Diagnosis of ischemia

It is generally accepted that clinical factors are not definitive in the diagnosis of bowel ischemia, even with an experienced surgeon [19, 20]. The scope of examination of patients in our study cannot be considered complete, but we can only partially count on the diagnosis improvement through laboratory tests. On the one hand, fever, leukocytosis, and hyperlactatemia are presented as reliable criteria for bowel ischemia in the publications [15, 21], and most surgical scientific communities [19, 20, 22] recommend considering these tests when choosing surgical strategy. On the other hand, it is indicated that the diagnostic value of clinical data and tests does not exceed 40–50% [19], and several studies [23, 24] did not establish the value of routine laboratory tests. Moreover, in the diagnosis of mesenteric ischemia, "routine laboratory tests, including lactate levels, reflect the dynamics of the disease and should not be used for diagnostic purposes" (!) [3]. "How many patients were erroneously operated on by doctors who relied on these test results?" asked J. Derikx et al. [25]. We had a higher number of patients with elevated lactate levels in the NES group than in the NLS group (p=0.026), which may have been a factor in the unnecessarily early surgery.

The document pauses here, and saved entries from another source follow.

PR #339, opened 2023-02-12
Always use calico kubeconfig for eks as eks set KUBECONFIG env by

song-jiang:
Since EKS v1.23, Windows nodes set KUBECONFIG Env by default and point it to c:\ProgramData\kubernetes\kubeconfig. 
We need to set calico-kube-config explicitly in our config.ps1, otherwise it will take the default ENV variable. 

We can modify config.ps1 but that means we need to have a patch release. This PR walk around the issue by modifying install-windows-scripts.ps1 only.

### DIFF
--- a/static/calico-enterprise/3.15/scripts/install-calico-windows.ps1
+++ b/static/calico-enterprise/3.15/scripts/install-calico-windows.ps1
@@ -406,6 +406,16 @@ function InstallCalico()
     Write-Host "`n{{site.prodnameWindows}} installed`n"
 }
 
+function SetConfig {
+    param(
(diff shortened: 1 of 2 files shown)


coutinhop (approved):
LGTM

ctauchen:
@coutinhop I've merged this one, given the urgency, but I have a few follow-up questions:
* Does this same change need to go in the similar file for /next?
* Do similar changes need to be added for OS?
* (IMPORTANT!) Are the same changes being made elsewhere? Hosting these files in the docs site is a TEMPORARY fix until we get a permanent downloads location set up. I plan to delete these files as soon as those new download locations are ready.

The only recognized objective method for diagnosis of bowel ischemia is CT scans [2, 3, 20] with a diagnostic value of 67–90% [26, 27]. Although in our study, the effectiveness of CT scan for bowel ischemia diagnosis was 50%, large population studies reported a slow decrease in mortality primarily due to the routine use of CT scans [28], and, in our opinion, RNCRs wrongly positioned CT scan as an additional rather than primary method of bowel ischemia diagnosis.

Bowel ischemia and mortality

Due to early diagnosis challenges, 15 to 30% of patients with strangulated obstruction undergo surgery later than 24 h after admission [5, 7, 20, 23], which is consistent with our results (17.9%). However, we operated on 44% of patients without strangulation in less than 12 h after hospital admission. It appeared that mortality in strangulated and non-strangulated obstruction was similar, and bowel ischemia did not increase mortality. Moreover, delayed surgery in stable patients with bowel ischemia was not associated with an increase in mortality, and we have no reason to state that surgery performed in 2 or 12 h improves treatment outcomes. However, the minimal time allotted for the decision to operate undoubtedly reduces the chances of a significant number of patients without ischemia for non-surgical resolution of ASBO, and surgery increases the risk of adverse outcomes.

Thus, our study and data from the literature suggest the need to consider increasing the duration of non-surgical treatment in stable patients with no apparent signs of strangulation, even though in some patients, the ischemia may not be recognized on the first day. When comparing the mortality risks from surgery and unrecognized strangulation, the choice should be made in favor of a strictly reasoned approach based on CT scans. An unreasonable increase in surgical activity leads to an increased risk of adverse outcomes and length of hospital stay in ASBO.

The authors declare no conflicts of interest.